Each line of the listing that contains the word "right" is to be copied.

***

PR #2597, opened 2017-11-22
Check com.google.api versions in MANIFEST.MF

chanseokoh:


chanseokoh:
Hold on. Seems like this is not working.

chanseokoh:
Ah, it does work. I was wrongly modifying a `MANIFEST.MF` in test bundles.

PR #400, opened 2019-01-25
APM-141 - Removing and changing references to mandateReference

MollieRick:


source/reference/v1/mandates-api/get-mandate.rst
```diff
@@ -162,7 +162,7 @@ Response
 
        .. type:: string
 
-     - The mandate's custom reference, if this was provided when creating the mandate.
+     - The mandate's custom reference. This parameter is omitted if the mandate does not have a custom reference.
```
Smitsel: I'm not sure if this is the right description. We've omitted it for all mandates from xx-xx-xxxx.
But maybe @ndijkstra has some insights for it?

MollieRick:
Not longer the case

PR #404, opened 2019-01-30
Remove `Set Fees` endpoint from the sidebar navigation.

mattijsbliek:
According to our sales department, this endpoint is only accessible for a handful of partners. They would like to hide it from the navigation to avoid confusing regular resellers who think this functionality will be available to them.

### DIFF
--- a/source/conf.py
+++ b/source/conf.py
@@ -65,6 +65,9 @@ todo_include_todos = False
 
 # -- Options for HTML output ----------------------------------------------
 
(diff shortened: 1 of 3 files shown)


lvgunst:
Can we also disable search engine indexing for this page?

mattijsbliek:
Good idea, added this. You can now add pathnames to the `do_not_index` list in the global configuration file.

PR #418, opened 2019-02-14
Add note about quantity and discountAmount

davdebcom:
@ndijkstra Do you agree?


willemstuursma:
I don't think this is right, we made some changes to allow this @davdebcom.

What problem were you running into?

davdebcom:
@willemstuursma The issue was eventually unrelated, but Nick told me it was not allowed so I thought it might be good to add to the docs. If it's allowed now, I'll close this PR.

***

> **Reply to the task**
Smitsel: I'm not sure if this is the right description. We've omitted it for all mandates from xx-xx-xxxx.
I don't think this is right, we made some changes to allow this @davdebcom.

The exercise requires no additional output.